I did it all to the NEC 2008 so should be good. I was hoping for more info on the immigration side of things, which forms to use? I know we have to do the I-130 then after that I'm lost. Wondered how long the time scale would be and if I could do it from in country?


----------



## Bevdeforges (Nov 16, 2007)

colin2496 said:


> I did it all to the NEC 2008 so should be good. I was hoping for more info on the immigration side of things, which forms to use? I know we have to do the I-130 then after that I'm lost. Wondered how long the time scale would be and if I could do it from in country?


If I understand the process correctly, it will be up to your USC wife to convince the immigration people that she can adequately support you when you move to the US. It may be necessary to resort to getting her parents (or someone else) to act as co-sponsors if her personal resources aren't sufficient to get you into the country.

Fatbrit will be along shortly, I expect, with details, but although she can go ahead in order to start the process (i.e. find a job and/or housing to use in the petition), you can't start the process from within the country.
Cheers,
Bev


----------



## twostep (Apr 3, 2008)

http://www.uscis.gov/files/form/i-134.pdf

Go through the whole form. It is necessary to show proof of funds not income. Of course you have the option of using a co-sponsor.


----------



## DesertStranded (Oct 9, 2008)

If I were you I would apply for the CR-1 visa through Direct Consular Filing. I'm married to an Iranian and we are doing DCF through Ankara. I sent the forms in to the embassy the first week in October and my husband's visa interview has been scheduled for mid-December. Since my husband is Iranian he will probably get stuck in Administrative Processing for a few months after the interview though. But for you, the DCF process (the quickest way to get a visa) would probably only take anywhere from 2-6 months to get a visa. Your wife will need to get a co-sponsor though. <snip>

The first thing you need to do is go to the website of the American embassy in Canada to see which forms they want you to send in first.
You can find a list here: http://www.consular.canada.usembassy.gov/immigration_usa_relative.asp



> Filing Instructions
> Please refer to the instructions on the I-130 Form itself.
> Download Form I-130
> 
> ...


I don't think you can submit the forms to the consulate in Winnipeg though.


----------



## colin2496 (Nov 4, 2009)

Ok thanks so much, is it for sure that I have to be out of the country whilst the application goes through?
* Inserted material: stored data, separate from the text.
PR #1061, opened 2017-04-11
[TRAFODION-2588] monitor failed to start if part of zookeeper server is down

mkby:
retry 3 times when connecting to zookeeper.

@narendragoyal @zcorrea please review.

### DIFF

Can I obtain a work permit while i am waiting for my PR status?


----------



## DesertStranded (Oct 9, 2008)

Be sure to make *2 copies* of the entire packet before you send it in.

Generally, you should be out of the country while you wait for the visa. Trying to enter the US before the visa has been issued can sometimes lead to people being turned away at the POE. You can't work until you receive the visa. The CR-1 visa that I suggested you apply for through the DCF process will allow you to begin working as soon as you arrive stateside. Once you have mailed all your forms in, had your interview and have been approved they will mail a sealed envelope to your address in Canada. You are not to open it or lose it. It is your greencard info. You carry the unopened envelope with you and present it to the Immigration Officer at your POE. They might search your luggage at that time. Dealing with the IO can take anywhere from minutes to hours. Make sure you schedule accordingly if you have a connecting flight to catch. They should stamp your passport. You will then enter the US as a PR and receive your greencard within weeks. Until you receive the official greencard in the mail, the stamp in your passport counts as your greencard for work purposes.
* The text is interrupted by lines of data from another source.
PR #1063, opened 2017-04-13
[TRAFODION-2592] Better error message when HBase is down at startup.

zellerh:
This code was written by Narendra Goyal.

### DIFF
--- a/core/sqf/sql/scripts/hbcheck
+++ b/core/sqf/sql/scripts/hbcheck
@@ -1,0 +1,35 @@
+#!/bin/bash
+#
+# @@@ START COPYRIGHT @@@
+#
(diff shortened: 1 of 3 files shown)


selvaganesang:
Can you please consider retrying hbcheck at least few times after sleeping for some time before exiting from sqstart

zellerh:
@selvaganesang, interesting, I thought the arguments "4 30" provided caused 4 retries, but looking at the code it seems like hbcheck is ignoring these arguments. The java program does set hbase.client.retries.number to 3, however, and it does some retries. I tested this by running "sqstart" and then starting HBase a few seconds later, and hbcheck did wait long enough for the "sqstart" command to succeed.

Here's a link to the DCF process through Canada: DCF Canada: Yes Virginia, You Can - VisaJourney.com

General DCF info.: VisaJourney.com -> Direct Consular Filing

When you get to the point of filling out the DS-230 Part II, question 43a. make sure you check the box that you want the SSA to assign you a SSN. Then you should receive a Social Security card sometime after arrival. This is very important. You will need a SSN to apply for work and will need it the rest of your life in the US.


----------



## colin2496 (Nov 4, 2009)

Ok so I'm gonna file a CR-1 visa, if I do that route can I file the I-485 at the same time as the I-130? 
Also we are due to return to the USA on the 12 Dec for a few days then fly back to blighty for Christmas and new year. Is this likely to cause a problem at the border if I have filed paperwork for PR? 
Obviously we have our tickets that fly out of the US on 17 Dec which I hope will show intent to leave the country.
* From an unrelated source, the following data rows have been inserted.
PR #1066, opened 2017-04-14
[TRAFODION-2584] Add support to register hive objects in traf metadata

anoopsharma00:
Syntax:
  register hive table/view [if not exists] <object-name> [cascade]
  unregister hive table/view  [if exists] <object-name> [cascade]
  cascade option: register/unregister all underlying objects that are
                  part of the specified view

update statistics, grant/revoke, traf views or external table creation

Has anybody had experience of this?


----------



## colin2496 (Nov 4, 2009)

If I obtain a green card and then decide to return to the uk to live for a while would i have to surrender my green card? (not that i intend to)?


----------



## Fatbrit (May 8, 2008)

How long's a while?


----------



## colin2496 (Nov 4, 2009)

maybe a year or so?


----------



## Fatbrit (May 8, 2008)

colin2496 said:


> maybe a year or so?


Pushing it.

Generally: under 6 months and you're fine. Six to 12 months and they're questioning you hard. Twelve months and more and you'll be in immigration court to argue whether or not you have abandoned residency.

You can apply for a re-entry permit that gives you 2 years. but you need a valid reason to get one. Look at the instructions for an I-131.


----------



## colin2496 (Nov 4, 2009)

Ok just thought i'd ask as i still have ageing family there etc so could have to visit for long periods if they were ill.

thanks for your help


----------



## Fatbrit (May 8, 2008)

colin2496 said:


> Ok just thought i'd ask as i still have ageing family there etc so could have to visit for long periods if they were ill.
> 
> thanks for your help


That's actually a very good reason for a re-entry permit. You need to apply before you leave, though.


----------